Hamdan warned that any acceptance of the U.S. peace plan by a Palestinian top-level official would lead to chaos for the Palestinian population.
“Any Palestinian leader who agrees to engage with the U.S. administration by conceding more on the Palestinian demands will end up facing a crisis with the Palestinian reality on the ground,” he said.
Trump cites Middle East progress, but mum on peace plan
President Trump said on Monday that a lot of progress had been made in the Middle East, but he declined to say when the White House would release its plan for peace between Israelis and Palestinians.
In their third summit since Trump took office, King Abdullah and Queen Rania received a warm reception at the White House.
Trump voiced optimism on the peace process.
“We’re doing very well in the Middle East,” he said. “A lot of progress has been made… and it really started with the end of the horrible Iran deal.
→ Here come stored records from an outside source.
Issue #632, opened 2023-05-17
Canonical SLF4J Logger usage


rickie:
### Problem

Internally we heavily use SLF4J for logging in our classes.
We would like to have a check to canonicalize the usage of such loggers. 
For that reason we would like a check that looks at the following things:
- Is the variable declared with the modifiers `private static final`?
- Is the variable name of the logger `LOG`?
- Is the correct class name passed to `LoggerFactory#getLogger`?

### Description of the proposed new feature

- [x] Support a stylistic preference.
- [x] Avoid a common gotcha, or potential problem.
- [ ] Improve performance.

I would like to rewrite the following code:
```java
final class SimpleExample {
  public Logger LOGGER = LoggerFactory.getLogger(WrongClass.class);
  ...
}
```

to:
```java
final class SimpleExample {
  private static final Logger LOG = LoggerFactory.getLogger(SimpleExample.class);
  ...
}
```

### Considerations

For interfaces we have to make an exception when it comes to the `private static final`, as in interfaces this is not an option.
As raised by @mlrprananta himself, we could parameterize the variable name of the logger. Perhaps we can add an option that people can override the allowed variable name of the logger via the `ErrorProneFlags`.

For this check we don't need to look at the line on which the logger is defined, we will do that in a different check. 

### Additional context

This project has some related checks [KengoTODA/errorprone-slf4j](https://github.com/KengoTODA/errorprone-slf4j). 
However, we want a check that is specific to our internal standards. Additionlly, in EPS we have our own best practices that we want to use for the code of this check.

Later, we might want to add more features to this check. This would be a good first version 😄.

Stephan202:
I wonder whether we should default to a more permissible name pattern (e.g. `LOG(GER)?`), and then internally fix that to just `LOG`. This may ease external adoption. (Perhaps using CodeQL we can find which variants are most common in open source software :thinking:.)

benhalasi:
In the issue description:
> - Is the check declared with the modifiers private static final?

Do you mean *"Is the variable declared"*?

rickie:
@mlrprananta Are you still planning on working on this issue? Otherwise it's no problem but I'll unassign you. I'm just curious 😄.

PR #783, opened 2023-09-08
Introduce `Slf4jLoggerDeclaration` check

mohamedsamehsalah:
#632 

Suggested commit message:
```
Introduce `Slf4jLoggerDeclaration` check (#783)
```


error-prone-contrib/src/main/java/tech/picnic/errorprone/bugpatterns/Slf4jLogDeclaration.java
```diff
@@ -0,0 +1,129 @@
...
+    summary = "Make sure SLF4J log declarations follow the SLF4J conventions inside classes.",
+    link = BUG_PATTERNS_BASE_URL + "Slf4jLogDeclaration",
+    linkType = CUSTOM,
+    severity = WARNING,
+    tags = LIKELY_ERROR)
+public final class Slf4jLogDeclaration extends BugChecker
+    implements ClassTreeMatcher, MethodInvocationTreeMatcher {
+  private static final long serialVersionUID = 1L;
+  private static final Matcher<ClassTree> TEST_CLASS_WITH_LOGGER =
+      allOf(hasIdentifier(isSubtypeOf("org.slf4j.Logger")));
```
mohamedsamehsalah, line 53: (It's late at night so I am sure I am missing something big about Java 😅 )
I am curious how `isSubtypeOf` is implictly casted here 😬 
Obviously the compiler complain when I do this
```suggestion
private static final Matcher<Tree> LOGGER = isSubtypeOf("org.slf4j.Logger");
      allOf(hasIdentifier((Matcher<IdentifierTree>)LOGGER));
```
but not when the method is passed as an argument to the `hasIdentifier` method ?

error-prone-contrib/src/main/java/tech/picnic/errorprone/bugpatterns/Slf4jLogDeclaration.java
```diff
@@ -0,0 +1,129 @@
...
+    }
+
+    SuggestedFix.Builder fixBuilder = SuggestedFix.builder();
+    for (Tree member : tree.getMembers()) {
+      if (LOGGER.matches(member, state)) {
+        VariableTree variable = (VariableTree) member;
+        SuggestedFixes.addModifiers(
+                member, state, Modifier.PRIVATE, Modifier.STATIC, Modifier.FINAL)
+            .ifPresent(fixBuilder::merge);
+        if (!variable.getName().toString().startsWith(canonicalizedLoggerName)) {
```
Stephan202, line 91: Hmm, why `startsWith`? :thinking:

error-prone-contrib/src/main/java/tech/picnic/errorprone/bugpatterns/Slf4jLogDeclaration.java
```diff
@@ -0,0 +1,129 @@
...
+        }
+      }
+    }
+
+    return describeMatch(tree, fixBuilder.build());
+  }
+
+  @Override
+  public Description matchMethodInvocation(MethodInvocationTree tree, VisitorState state) {
+    if (!GET_LOGGER_METHOD.matches(tree, state)) {
```
Stephan202, line 102: We're now creating separate fixes for the field declaration (modifiers + name) and for the referenced class. I wonder whether this means that we should have two _separate_ checks. I can imagine that some users will appreciate the second, while finding the first too conservative.

error-prone-contrib/src/test/java/tech/picnic/errorprone/bugpatterns/Slf4jLogDeclarationTest.java
```diff
@@ -0,0 +1,93 @@
...
+            "",
+            "interface A {",
+            "  Logger LOG = LoggerFactory.getLogger(A.class);",
+            "",
+            "  Logger LOG1 = LoggerFactory.getLogger(A.class);",
+            "",
+            "  class B {}",
+            "}")
+        .doTest(TestMode.TEXT_MATCH);
+  }
```
Stephan202, line 92: For this we can instead have a regular `identification` test with a nested interface, and then verify that it isn't flagged.

error-prone-contrib/src/main/java/tech/picnic/errorprone/bugpatterns/Slf4jLogDeclaration.java
Stephan202: This happens because `hasIdentifier` requires a `Matcher<IdentifierTree>`, while `LOGGER` is a `Matcher<Tree>`; that's just how Java's type system works. (But in this case the point is moot: as mentioned below: we don't need this `TEST_CLASS_WITH_LOGGER` check.)

error-prone-contrib/src/main/java/tech/picnic/errorprone/bugpatterns/Slf4jLogDeclaration.java
```diff
@@ -0,0 +1,129 @@
...
+    if (tree.getKind() == Kind.INTERFACE || !TEST_CLASS_WITH_LOGGER.matches(tree, state)) {
+      return Description.NO_MATCH;
+    }
+
+    SuggestedFix.Builder fixBuilder = SuggestedFix.builder();
+    for (Tree member : tree.getMembers()) {
+      if (LOGGER.matches(member, state)) {
+        VariableTree variable = (VariableTree) member;
+        SuggestedFixes.addModifiers(
+                member, state, Modifier.PRIVATE, Modifier.STATIC, Modifier.FINAL)
```
Stephan202, line 89: Making the field `final` or `private` _could_ make the code fail to compile. Likely this is still the right trade-off, but perhaps something worth calling out.

Stephan202 (commented):
Quick skim; hope this helps :)

error-prone-contrib/src/main/java/tech/picnic/errorprone/bugpatterns/Slf4jLogDeclaration.java
mohamedsamehsalah: Does it make sense to make the suggested modifiers EP flags instead ?

error-prone-contrib/src/main/java/tech/picnic/errorprone/bugpatterns/Slf4jLogDeclaration.java
mohamedsamehsalah: Pushed a change using TreeScanner (Conceptually still two checks using`visitClass` & `visitMethodInvocationTree`).

What do you think about making the separation into an EP flag ?

error-prone-contrib/src/main/java/tech/picnic/errorprone/bugpatterns/Slf4jLogDeclaration.java
mohamedsamehsalah: The idea was that we can have a `LOG1` & a `LOG2` within the same class, so we can canonicalize the begining of the variable name.

(This means we assume each class will have one `Logger`; Which is valid assumption I know, but an assumption nevertheless)

Updated ✅

error-prone-contrib/src/main/java/tech/picnic/errorprone/bugpatterns/Slf4jLogDeclaration.java
```diff
@@ -0,0 +1,129 @@
...
+   * @param flags Any provided command line flags.
+   */
+  @Inject
+  Slf4jLogDeclaration(ErrorProneFlags flags) {
+    canonicalizedLoggerName = getCanonicalizedLoggerName(flags);
+  }
+
+  @Override
+  public Description matchClass(ClassTree tree, VisitorState state) {
+    if (tree.getKind() == Kind.INTERFACE || !TEST_CLASS_WITH_LOGGER.matches(tree, state)) {
```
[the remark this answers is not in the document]
mohamedsamehsalah: > I don't think we need to skip interfaces

The intention was to not apply modifiers to inteface variables but still suggest/fix field name.

> : for those we can still suggest (but not auto-fix) the canonical field name.

Why only suggest and not auto-fix ?

> (Separately from that we should drop redundant modifiers, but that should be a separate check, modeled after [this Checkstyle rule](https://checkstyle.sourceforge.io/apidocs/com/puppycrawl/tools/checkstyle/checks/modifier/RedundantModifierCheck.html).)

Should this check be part of this PR ?

error-prone-contrib/src/test/java/tech/picnic/errorprone/bugpatterns/Slf4jLogDeclarationTest.java
```diff
@@ -0,0 +1,98 @@
+package tech.picnic.errorprone.bugpatterns;
+
+import com.google.errorprone.BugCheckerRefactoringTestHelper;
+import com.google.errorprone.BugCheckerRefactoringTestHelper.TestMode;
+import org.junit.jupiter.api.Test;
+
+final class Slf4jLogDeclarationTest {
+  @Test
+  void replacement() {
+    BugCheckerRefactoringTestHelper.newInstance(Slf4jLogDeclaration.class, getClass())
```
rickie, line 10: Usually we have the `identification` test which is the most extensive one where we test all the edge cases. The replacement test only shows that the replacement logic is correct. Apart from that we don't want to have all the different cases in the `replacement` test.

error-prone-contrib/src/main/java/tech/picnic/errorprone/bugpatterns/Slf4jLogDeclaration.java
```diff
@@ -0,0 +1,136 @@
...
+  }
+
+  /**
+   * Instantiates a customized {@link Slf4jLogDeclaration}.
+   *
+   * @param flags Any provided command line flags.
+   */
+  @Inject
+  Slf4jLogDeclaration(ErrorProneFlags flags) {
+    canonicalizedLoggerName = getCanonicalizedLoggerName(flags);
```
rickie, line 70: We should add 1 test case where we pass a different logger name to this BugPattern and validate that it is correct. 

See this code from `LexicographicalAnnotationAttributeListingTest`:
```
 CompilationTestHelper.newInstance(LexicographicalAnnotationAttributeListing.class, getClass())
        .setArgs(
            ImmutableList.of(
                "-XepOpt:LexicographicalAnnotationAttributeListing:Includes=pkg.A.Foo,pkg.A.Bar",
                "-XepOpt:LexicographicalAnnotationAttributeListing:Excludes=pkg.A.Bar#value"))
```
We can do the same but for our flags here :).

error-prone-contrib/src/main/java/tech/picnic/errorprone/bugpatterns/Slf4jLogDeclaration.java
```diff
@@ -0,0 +1,136 @@
...
+  private static void fixLoggerVariableModifiers(
+      Tree member, VisitorState state, SuggestedFix.Builder fixBuilder) {
+    SuggestedFixes.addModifiers(member, state, Modifier.PRIVATE, Modifier.STATIC, Modifier.FINAL)
+        .ifPresent(fixBuilder::merge);
+  }
+
+  private void canonicalizeLoggerVariable(
+      Tree member, VisitorState state, SuggestedFix.Builder fixBuilder) {
+    VariableTree variable = (VariableTree) member;
+    if (!variable.getName().toString().equals(canonicalizedLoggerName)) {
```
rickie, line 99:
```suggestion
    if (!variable.getName().contentEquals(canonicalizedLoggerName)) {
```
I think this would work too.

rickie (commented):
Some comments we discussed offline :).

error-prone-contrib/src/test/java/tech/picnic/errorprone/bugpatterns/Slf4jLogDeclarationTest.java
mohamedsamehsalah: Thanks @rickie .

Updating the test actually made me spot a fault in the implementation logic. I updated the code in the checker and the tests. PTAL 🙏

mohamedsamehsalah (commented):
Sorry for the slow progress 🐢

error-prone-contrib/src/main/java/tech/picnic/errorprone/bugpatterns/Slf4jLogDeclaration.java
```diff
@@ -0,0 +1,132 @@
...
+@BugPattern(
+    summary = "Make sure SLF4J log declarations follow the SLF4J conventions inside classes.",
+    link = BUG_PATTERNS_BASE_URL + "Slf4jLogDeclaration",
+    linkType = CUSTOM,
+    severity = WARNING,
+    tags = LIKELY_ERROR)
+public final class Slf4jLogDeclaration extends BugChecker implements ClassTreeMatcher {
+  private static final long serialVersionUID = 1L;
+  private static final Matcher<Tree> LOGGER = isSubtypeOf("org.slf4j.Logger");
+  private static final String CANONICAL_LOGGER_NAME_FLAG =
```
rickie, line 50: We can rename from `canonicalized` to `canonical` in many cases, I think it reads nicer :).

rickie (commented):
Sorry I forgot to add comments on the PR. I noticed some improvements that we could do on the PR. 

Here we have the same that the bug is reported on the class instead of on the actual variable itself... If we fix that, this PR is close to completion I think.

rickie (commented):
Three things:
- The following test fails the code:
```
            "  static final class NegativeOne {",
            "    private static final Logger LOG = LoggerFactory.getLogger(\"NegativeOne\");",
            "  }",
```
There is an overload we need to take into account :).

- There are some mutants here that we need to kill, probably by adding more test cases. 
For example we are missing the normal test case:
```
            "  private static final Logger LOG = LoggerFactory.getLogger(A.class);",
```
And some others have overlap, I think it would be nice to test one thing per test and have a clear description of the class as well. 
I think `static class F` and `static class G` are testing the same thing.

- Do we want to consider _dropping_ modifiers in some cases? We could also make an XXX about that and defer that. That could be a nice idea.

rickie:
I added another commit with a proposal for the test cases, LMKWYT and we can discuss it tomorrow of course.

error-prone-contrib/src/main/java/tech/picnic/errorprone/bugpatterns/Slf4jLogDeclaration.java
```diff
@@ -0,0 +1,154 @@
...
+      public @Nullable Void visitMethodInvocation(
+          MethodInvocationTree tree, Name enclosingElementName) {
+        if (GET_LOGGER_METHOD.matches(tree, state)) {
+          ExpressionTree arg = Iterables.getOnlyElement(tree.getArguments());
+          String argumentName = SourceCode.treeToString(arg, state);
+
+          String argumentClassName;
+          if (arg.getKind() == Kind.STRING_LITERAL) {
+            java.util.regex.Matcher matcher = STRING_LITERAL_ARGUMENT.matcher(argumentName);
+            checkArgument(matcher.matches(), "Invalid argument name.");
```
mohamedsamehsalah, line 126: Here and below, this check is used to invoke the matching.

mohamedsamehsalah (commented):
Thanks @rickie , I resolved the comments from the pair programming sessions and tried to clean up some of the mutants 🐞. PTAL 🙏 .

error-prone-contrib/src/main/java/tech/picnic/errorprone/bugpatterns/Slf4jLogDeclaration.java
```diff
@@ -0,0 +1,154 @@
...
+      VisitorState state) {
+    new TreeScanner<@Nullable Void, Name>() {
+      @Override
+      public @Nullable Void visitMethodInvocation(
+          MethodInvocationTree tree, Name enclosingElementName) {
+        if (GET_LOGGER_METHOD.matches(tree, state)) {
+          ExpressionTree arg = Iterables.getOnlyElement(tree.getArguments());
+          String argumentName = SourceCode.treeToString(arg, state);
+
+          String argumentClassName;
```
rickie, line 123: We can simplify the code  a little: 

```
       java.util.regex.Matcher matcher;
          if (arg.getKind() == Kind.STRING_LITERAL) {
            matcher = STRING_LITERAL_ARGUMENT.matcher(argumentName);
          } else {
            matcher = CLASS_ARGUMENT.matcher(argumentName);
          }

          checkArgument(matcher.matches(), "Invalid argument name.");
          String argumentClassName = matcher.group(1);
```

error-prone-contrib/src/main/java/tech/picnic/errorprone/bugpatterns/Slf4jLogDeclaration.java
```diff
@@ -0,0 +1,154 @@
...
+  }
+
+  private void canonicalizeLoggerVariable(
+      VariableTree variableTree, SuggestedFix.Builder fixBuilder, VisitorState state) {
+    if (!variableTree.getName().contentEquals(canonicalLoggerName)) {
+      fixBuilder.merge(SuggestedFixes.renameVariable(variableTree, canonicalLoggerName, state));
+    }
+  }
+
+  private static void updateGetLoggerArgument(
```
rickie, line 110: I'm not seeing why we need a `TreeScanner` to walk over a `VariableTree`, I think we can improve this :).

rickie (commented):
Did another pass, some small improvements here and there :).

error-prone-contrib/src/main/java/tech/picnic/errorprone/bugpatterns/Slf4jLogDeclaration.java
mohamedsamehsalah: We do this because we need to match on the method invocation of the variable. In case the variable is in a nested class, without this, the match will be on the outer class level (Which was flagged [here](https://github.com/PicnicSupermarket/error-prone-support/blob/14f46b59a8dccbec453b836cbca08a62963fc451/error-prone-contrib/src/main/java/tech/picnic/errorprone/bugpatterns/Slf4jLogDeclaration.java#L48)).

error-prone-contrib/src/test/java/tech/picnic/errorprone/bugpatterns/Slf4jLogDeclarationTest.java
```diff
@@ -0,0 +1,178 @@
...
+            "    }",
+            "  }",
+            "",
+            "  static class WrongArgumentGetLogger {",
+            "    private static final Logger LOG = LoggerFactory.getLogger(String.class);",
+            "  }",
+            "",
+            "  static class WrongArgumentOverloadedGetLogger {",
+            "    // BUG: Diagnostic contains:",
+            "    private static final Logger LOG = LoggerFactory.getLogger(\"OverloadedGetLogger\");",
```
rickie, line 109: On a second look, I'm not really sure how we should handle these string overloads... There are quite some different ways of using them, if we look outside of [Picnic to usages](https://github.com/search?q=LoggerFactory.getLogger%28%22&type=code). Within Picnic we have a few like `Something.NameOfclass`, so not sure what we want to do there... 

CC: @Stephan202 What do you think?

error-prone-contrib/src/test/java/tech/picnic/errorprone/bugpatterns/Slf4jLogDeclarationTest.java
```diff
@@ -0,0 +1,178 @@
...
+            "      LOG.trace(\"foo\");",
+            "    }",
+            "  }",
+            "",
+            "  static class WrongArgumentGetLogger {",
+            "    private static final Logger LOG = LoggerFactory.getLogger(WrongArgumentGetLogger.class);",
+            "  }",
+            "",
+            "  static class WrongArgumentOverloadedGetLogger {",
+            "    // BUG: Diagnostic contains:",
```
rickie: We can drop this one in a replacement test 😉.

error-prone-contrib/src/test/java/tech/picnic/errorprone/bugpatterns/Slf4jLogDeclarationTest.java
```diff
@@ -0,0 +1,178 @@
...
+    CompilationTestHelper.newInstance(Slf4jLogDeclaration.class, getClass())
+        .addSourceLines(
+            "A.java",
+            "import org.slf4j.Logger;",
+            "import org.slf4j.LoggerFactory;",
+            "",
+            "class A {",
+            "  private static final long serialVersionUID = 1L;",
+            "",
+            "  private static final Logger LOG = LoggerFactory.getLogger(A.class);",
```
rickie, line 21: I put the "positive" examples at the top of the file :).

rickie (commented):
I think there is only one open question for me that we should answer before approving. Apart from that, I have almost nothing to add here!

Really cool stuff @mohamedsamehsalah 🚀 !

error-prone-contrib/src/test/java/tech/picnic/errorprone/bugpatterns/Slf4jLogDeclarationTest.java
mohamedsamehsalah: > ...if we look outside of [Picnic to usages](https://github.com/search?q=LoggerFactory.getLogger%28%22&type=code)....

You're missing the filter on [Java code](https://github.com/search?q=LoggerFactory.getLogger%28%22+language%3AJava&type=code&l=Java) for this

Stephan202: Good question @rickie. It does seem safer to ignore these cases, or or put this logic under a flag. But I'm not sure there's much use in the latter, because users should favour the `Class` overload anyway when possible. So any string variant should likely be considered "custom". TL;DR: seems better to cover only `Class`-accepting `getLogger` calls. WDYT?

mohamedsamehsalah: > But I'm not sure there's much use in the latter, because users should favour the Class overload anyway when possible.

Can / should we flag this as part of the check?

rickie (approved):
With the final discussion resolved, it's actually time for the approval. Nice work again @mohamedsamehsalah ! 🚀 Can't wait to roll this out.

Badbond:
While trying to introduce an ArchUnit rule (for the interim period), we spotted another interesting use-case that you might want to consider for this bug check. Essentially there may be a reason to not have a `static `logger and use `this.getClass()` for the logger class:

```java
public abstract class AbstractHandler {
  /** A logger for the concrete class. */
  private final Logger LOG = LoggerFactory.getLogger(this.getClass());
  
  public void someMethod() {
    LOG.info("Doing something") // Logs using the concrete class, MyHandler in this example.
  }
}

final class MyHandler extends AbstractHandler {}
```

We have several such cases in the internal code base and I think this is quite an elegant solution to make sure the right class is mentioned in the log lines.

error-prone-contrib/src/main/java/tech/picnic/errorprone/bugpatterns/Slf4jLogDeclaration.java
Stephan202: Indeed; as I noticed this also [here](https://github.com/PicnicSupermarket/error-prone-support/pull/794/files#r1818105009), I proposed a Refaster rule for this: #1379.

error-prone-contrib/src/main/java/tech/picnic/errorprone/bugpatterns/Slf4jLogDeclaration.java
```diff
@@ -0,0 +1,134 @@
...
+ *     arguments}.
+ */
+@AutoService(BugChecker.class)
+@BugPattern(
+    summary = "Make sure SLF4J log declarations follow the SLF4J conventions inside classes.",
+    link = BUG_PATTERNS_BASE_URL + "Slf4jLogDeclaration",
+    linkType = CUSTOM,
+    severity = WARNING,
+    tags = STYLE)
+public final class Slf4jLogDeclaration extends BugChecker implements VariableTreeMatcher {
```
Stephan202: While indeed we prefer calling the constant `LOG`, the type is a `Logger`. As such `Slf4jLoggerDeclaration` seems like a better name.

Stephan202 (commented):
I rebased and added a commit. Quick some things changed (including support for the pattern flagged by @Badbond), so PTAL.

Suggested commit message:
```
Introduce `Slf4jLoggerDeclaration` check (#783)
```

Stephan202 (approved):

Stephan202:
After some sleep I added another commit with some comments and tweaks.

error-prone-contrib/src/test/java/tech/picnic/errorprone/bugpatterns/Slf4JLoggerDeclarationTest.java
```diff
@@ -0,0 +1,219 @@
+package tech.picnic.errorprone.bugpatterns;
+
+import com.google.common.collect.ImmutableList;
+import com.google.errorprone.BugCheckerRefactoringTestHelper;
+import com.google.errorprone.BugCheckerRefactoringTestHelper.TestMode;
+import com.google.errorprone.CompilationTestHelper;
+import org.junit.jupiter.api.Test;
+
+final class Slf4JLoggerDeclarationTest {
```
mohamedsamehsalah:
```suggestion
final class Slf4jLoggerDeclarationTest {
```

error-prone-contrib/src/main/java/tech/picnic/errorprone/bugpatterns/Slf4jLoggerDeclaration.java
```diff
@@ -0,0 +1,185 @@
...
+import com.sun.source.tree.ModifiersTree;
+import com.sun.source.tree.Tree.Kind;
+import com.sun.source.tree.VariableTree;
+import com.sun.tools.javac.code.Symbol;
+import java.util.EnumSet;
+import javax.inject.Inject;
+import javax.lang.model.element.Modifier;
+import tech.picnic.errorprone.utils.MoreASTHelpers;
+
+/** A {@link BugChecker} that flags non-canonical SLF4J logger declarations. */
```
mohamedsamehsalah, line 42: Do we usually mention in the docs that this checker accepts custom names?

error-prone-contrib/src/main/java/tech/picnic/errorprone/bugpatterns/Slf4jLoggerDeclaration.java
```diff
@@ -0,0 +1,185 @@
...
+    Symbol symbol = ASTHelpers.getSymbol(receiver);
+    return symbol != null
+        && symbol.asType().tsym.equals(ASTHelpers.getSymbol(getEnclosingClass(state)));
+  }
+
+  private static ClassTree getEnclosingClass(VisitorState state) {
+    ClassTree clazz = state.findEnclosing(ClassTree.class);
+    // XXX: Review whether we should relax this constraint in the face of so-called anonymous
+    // classes. See
+    // https://docs.oracle.com/en/java/javase/23/language/implicitly-declared-classes-and-instance-main-methods.html
```
mohamedsamehsalah, line 181: TIL 💡

mohamedsamehsalah (commented):
Pushed the test rename. THanks @Stephan202 ❤️ 

Clean 🧹

error-prone-contrib/src/main/java/tech/picnic/errorprone/bugpatterns/Slf4jLoggerDeclaration.java
Stephan202: Based on `git grep -l 'this(ErrorProneFlags.empty())' | xargs grep -P -A7 '^/\*\*'`: generally not. (Maybe we should, but then I propose that we introduce a machine-readable mechanism for that, such that we can also document this on the website.)

rickie (approved):
Nice improvements!!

European allies opposed that move. That … was a disaster and things are a lot different since we ended that.”
He thanked King Abdullah, whom he called “a friend”, and lauded his “incredible work” on humanitarian efforts and the issue of refugees.
Jordan hosts more than 1.3 million refugees, mostly those who have left neighboring Syria since the war started in 2011.
King Abdullah returned the compliment by praising Trump’s “humility.”
Bilateral ties, the situation in southern Syria bordering Jordan and the peace process topped the agenda of the White House meeting. Following economic protests and a change in government this month, the king is seeking U.S. support and expansion in trade and aid from Washington.
Last February, the Trump administration approved increasing the annual aid to Jordan to $1.3 billion, and King Abdullah met the treasury and commerce secretaries on Friday to discuss economic initiatives.
The U.S. plan is expected to propose solutions to core issues in dispute between the Israelis and Palestinians, such as borders, the future of Israeli settlements, the fate of Palestinian refugees and security.
Prince William pays first official British royal visit to occupied West Bank
Prince William paid the first official British royal visit to the Palestinian Territories on Wednesday, touring a refugee camp and telling Palestinians, “You have not been forgotten.”
It was one of the most politically sensitive visits yet undertaken by the prince, on a day which took him from the Israeli coastal city of Tel Aviv to the hilltop offices of Palestinian President Mahmoud Abbas in the occupied West Bank.
William, who is second in line to the throne, received red-carpet treatment as he inspected an honor guard at the Muqata, Abbas’s headquarters.
“My sentiments are the same as yours in hoping that there is a lasting peace in the region,” the prince told Abbas.
“My message tonight is that you have not been forgotten,” the prince told a gathering of Palestinian civil society, business and religious leaders during a speech at the residence of the British Consul-General in Jerusalem. “It has been a very powerful experience to meet you and other Palestinians living in the West Bank, and to hear your stories. I hope that through my being here and understanding the challenges you face, the links of friendship and mutual respect between the Palestinian and British people will grow stronger.”
After his meeting with Abbas, the prince drove to Jalazone refugee camp to visit a health center and a school, both run by the United Nations Relief and Works Agency (UNRWA).
More than 9,000 Palestinian refugees live in Jalazone, a crowded cluster of cinderblock and concrete buildings that borders a large Israeli settlement.